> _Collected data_
PR #839, opened 2026-09-04
fix(web): keep the last picked chat model on a new chat

### LINKED ISSUE #522: [frontend] use-chat-page.ts:728 hard-codes channel 'web' in createSession
## Bug
`executeSend` reads `sessionChannel` from line 130 but `client.createSession("web", { … })` at line 728 hard-codes `"web"`. For non-web sessions, the closure creates a web session instead of a channel-correct one. `isReadonlySessionChannel` masks it for `sendMessage` but `handleTryAgainMessage` can still hit this path.

## Files
- `apps/web/src/pages/chat/use-chat-page.ts:677-849`

## Fix
Pass `sessionChannel` into `executeSend` and use it in `createSession`.

## Severity
High — channel-correctness bug in chat core.

### LINKED ISSUE #840: [frontend] chat model picker resets to the profile default on every new chat
### Summary

The chat model picker resets to the profile default on every new chat, discarding the model the user just picked.

`sessionModel` is state that both draft-entry paths clear to `null`:

- `apps/web/src/pages/chat/use-chat-page.ts:136` sets `const [sessionModel, setSessionModel] = useState<string | null>(null)`
- `apps/web/src/pages/chat/use-chat-page.ts:359` calls `setSessionModel(null)` in `enterDraftChat`
- `apps/web/src/pages/chat/use-chat-page.ts:643` calls `setSessionModel(null)` in the `?new=1` layout effect

With `null`, `currentModelSelection` falls through to the profile model (`use-chat-page.ts:221-227`), and `createSession` is called with no model (`use-chat-page.ts:758`). Nothing persists the choice, so it cannot survive a new chat, a profile switch, or a reload.

### Measured on

32d67089

### Reproduction

1. Open the web dashboard on a profile whose default model is A.
2. In the composer's model picker, select model B (any non-default model the profile can reach).
3. Send a message. The turn runs on B, as expected.
4. Start a new chat (sidebar "New chat", or `/chat?new=1`).
5. Look at the model picker.

### Expected vs actual

Picker label after step 5:

```
expected: B      (the model picked in step 2)
actual:   A      (the profile default)
```

`createSession` for the new chat is likewise sent without a `model`, so the turn runs on A too. The choice is not just visually lost.

Nothing stores the user's pick. `handleModelChange` (`use-chat-page.ts:276-320`) writes `sessionModel` and, for an existing session, PATCHes the session; for a draft chat it only sets state that the next draft entry clears.

Proposed fix: persist the explicit pick per profile in `localStorage` (alongside the existing `nakama:session:<profileId>` key) and seed `sessionModel` from it in `enterDraftChat` and the `?new=1` effect. Seeding `sessionModel` itself keeps `createSession`, the picker label and the thinking/vision capability checks on their current paths.

Two details worth deciding in review:

- Store only an explicit `handleModelChange` pick, not the model a resumed session reports back, so "last model" means what the user chose.
- A stored pick can outlive its provider; it should fall back to the profile default rather than resolve to `__unknown__`.

Per profile rather than global, since each profile has its own default and its own reachable models.

Prior art: ChatGPT, Gemini and Claude all carry the last picked model into the next chat rather than snapping back to a default. That is the habit users bring with them, and it is why the current behaviour reads as a bug rather than as a deliberate reset. The profile default is a starting point, not a preference that should win over an explicit choice the user just made.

> _DIRECTIONS_
Your task is to retype the entries verbatim, starting with the line that holds "is state that" and stopping after the line that holds "just visually lost.".

> _FINISHED TASK_
`sessionModel` is state that both draft-entry paths clear to `null`:

- `apps/web/src/pages/chat/use-chat-page.ts:136` sets `const [sessionModel, setSessionModel] = useState<string | null>(null)`
- `apps/web/src/pages/chat/use-chat-page.ts:359` calls `setSessionModel(null)` in `enterDraftChat`
- `apps/web/src/pages/chat/use-chat-page.ts:643` calls `setSessionModel(null)` in the `?new=1` layout effect

With `null`, `currentModelSelection` falls through to the profile model (`use-chat-page.ts:221-227`), and `createSession` is called with no model (`use-chat-page.ts:758`). Nothing persists the choice, so it cannot survive a new chat, a profile switch, or a reload.

### Measured on

32d67089

### Reproduction

1. Open the web dashboard on a profile whose default model is A.
2. In the composer's model picker, select model B (any non-default model the profile can reach).
3. Send a message. The turn runs on B, as expected.
4. Start a new chat (sidebar "New chat", or `/chat?new=1`).
5. Look at the model picker.

### Expected vs actual

Picker label after step 5:

```
expected: B      (the model picked in step 2)
actual:   A      (the profile default)
```

`createSession` for the new chat is likewise sent without a `model`, so the turn runs on A too. The choice is not just visually lost.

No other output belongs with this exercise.